◆ **Data excerpts**:
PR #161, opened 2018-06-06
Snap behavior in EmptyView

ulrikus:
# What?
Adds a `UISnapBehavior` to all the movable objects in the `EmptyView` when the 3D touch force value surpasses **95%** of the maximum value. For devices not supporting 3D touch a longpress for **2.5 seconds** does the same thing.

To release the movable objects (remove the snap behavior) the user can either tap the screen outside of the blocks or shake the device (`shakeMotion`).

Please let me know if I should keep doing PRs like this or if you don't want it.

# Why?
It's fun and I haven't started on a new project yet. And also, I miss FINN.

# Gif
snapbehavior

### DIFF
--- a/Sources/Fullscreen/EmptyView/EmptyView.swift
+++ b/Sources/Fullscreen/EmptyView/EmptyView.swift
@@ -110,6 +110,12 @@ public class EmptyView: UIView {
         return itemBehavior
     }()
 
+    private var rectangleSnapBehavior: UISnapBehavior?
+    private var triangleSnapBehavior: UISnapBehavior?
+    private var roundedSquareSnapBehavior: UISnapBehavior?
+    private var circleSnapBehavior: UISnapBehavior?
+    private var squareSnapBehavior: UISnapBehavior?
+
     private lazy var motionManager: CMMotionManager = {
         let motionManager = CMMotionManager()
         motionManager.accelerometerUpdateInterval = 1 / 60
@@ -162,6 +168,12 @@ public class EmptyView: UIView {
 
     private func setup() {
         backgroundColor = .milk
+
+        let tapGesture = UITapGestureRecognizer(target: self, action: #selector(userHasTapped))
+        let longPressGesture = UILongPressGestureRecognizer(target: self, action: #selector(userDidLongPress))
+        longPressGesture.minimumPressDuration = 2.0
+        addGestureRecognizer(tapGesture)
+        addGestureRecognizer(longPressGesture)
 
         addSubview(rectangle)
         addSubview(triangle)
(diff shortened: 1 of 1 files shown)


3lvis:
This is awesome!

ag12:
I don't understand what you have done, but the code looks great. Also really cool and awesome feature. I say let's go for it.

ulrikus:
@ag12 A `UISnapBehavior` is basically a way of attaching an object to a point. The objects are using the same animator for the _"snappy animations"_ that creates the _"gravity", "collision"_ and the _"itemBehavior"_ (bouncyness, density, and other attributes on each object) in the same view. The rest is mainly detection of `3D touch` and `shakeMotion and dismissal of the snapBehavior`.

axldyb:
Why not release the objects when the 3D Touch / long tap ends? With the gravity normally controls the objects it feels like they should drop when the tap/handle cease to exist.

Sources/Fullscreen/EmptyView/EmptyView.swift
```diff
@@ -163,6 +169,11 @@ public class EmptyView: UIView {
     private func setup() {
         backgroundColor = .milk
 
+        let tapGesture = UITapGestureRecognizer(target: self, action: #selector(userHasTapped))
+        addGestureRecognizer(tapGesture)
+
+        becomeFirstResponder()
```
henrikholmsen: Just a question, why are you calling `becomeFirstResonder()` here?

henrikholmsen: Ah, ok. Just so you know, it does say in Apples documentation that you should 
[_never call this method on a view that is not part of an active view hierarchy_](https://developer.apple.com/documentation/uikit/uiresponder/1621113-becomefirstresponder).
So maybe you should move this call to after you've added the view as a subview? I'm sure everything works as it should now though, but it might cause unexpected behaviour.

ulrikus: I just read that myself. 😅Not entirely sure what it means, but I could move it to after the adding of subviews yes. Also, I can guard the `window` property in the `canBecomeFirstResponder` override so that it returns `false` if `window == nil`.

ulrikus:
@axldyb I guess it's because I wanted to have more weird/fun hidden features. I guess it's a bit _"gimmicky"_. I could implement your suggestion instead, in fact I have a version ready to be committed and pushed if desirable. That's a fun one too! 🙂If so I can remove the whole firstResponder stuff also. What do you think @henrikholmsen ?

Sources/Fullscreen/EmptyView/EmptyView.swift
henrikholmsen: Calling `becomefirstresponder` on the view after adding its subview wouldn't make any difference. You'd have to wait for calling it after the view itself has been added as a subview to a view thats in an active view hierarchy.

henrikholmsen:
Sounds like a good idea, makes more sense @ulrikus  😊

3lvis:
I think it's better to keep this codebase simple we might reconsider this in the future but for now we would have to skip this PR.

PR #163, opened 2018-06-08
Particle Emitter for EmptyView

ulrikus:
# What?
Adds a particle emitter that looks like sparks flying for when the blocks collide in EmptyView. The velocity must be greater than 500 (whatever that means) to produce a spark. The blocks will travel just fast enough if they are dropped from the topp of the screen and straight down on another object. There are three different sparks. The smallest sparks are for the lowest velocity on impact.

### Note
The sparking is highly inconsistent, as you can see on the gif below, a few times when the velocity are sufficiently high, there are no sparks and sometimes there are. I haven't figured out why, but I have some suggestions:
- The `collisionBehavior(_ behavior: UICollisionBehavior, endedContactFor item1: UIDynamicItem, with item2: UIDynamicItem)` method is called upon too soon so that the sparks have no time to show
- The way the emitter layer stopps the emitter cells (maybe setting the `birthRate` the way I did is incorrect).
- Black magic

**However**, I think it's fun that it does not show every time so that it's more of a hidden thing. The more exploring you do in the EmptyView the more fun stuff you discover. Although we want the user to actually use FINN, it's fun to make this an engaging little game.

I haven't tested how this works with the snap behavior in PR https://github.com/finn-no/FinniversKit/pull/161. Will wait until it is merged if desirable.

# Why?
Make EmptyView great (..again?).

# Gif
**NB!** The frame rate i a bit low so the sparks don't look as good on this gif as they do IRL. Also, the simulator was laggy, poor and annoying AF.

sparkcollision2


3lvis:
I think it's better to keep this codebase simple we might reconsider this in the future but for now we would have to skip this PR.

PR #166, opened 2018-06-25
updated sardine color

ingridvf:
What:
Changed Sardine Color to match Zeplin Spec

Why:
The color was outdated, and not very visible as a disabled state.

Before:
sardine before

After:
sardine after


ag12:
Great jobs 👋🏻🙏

◆ **Problem details**:
Please copy every line from the entries that includes the word "UIView".

◆ **Written response**:
@@ -110,6 +110,12 @@ public class EmptyView: UIView {
@@ -162,6 +168,12 @@ public class EmptyView: UIView {
@@ -163,6 +169,11 @@ public class EmptyView: UIView {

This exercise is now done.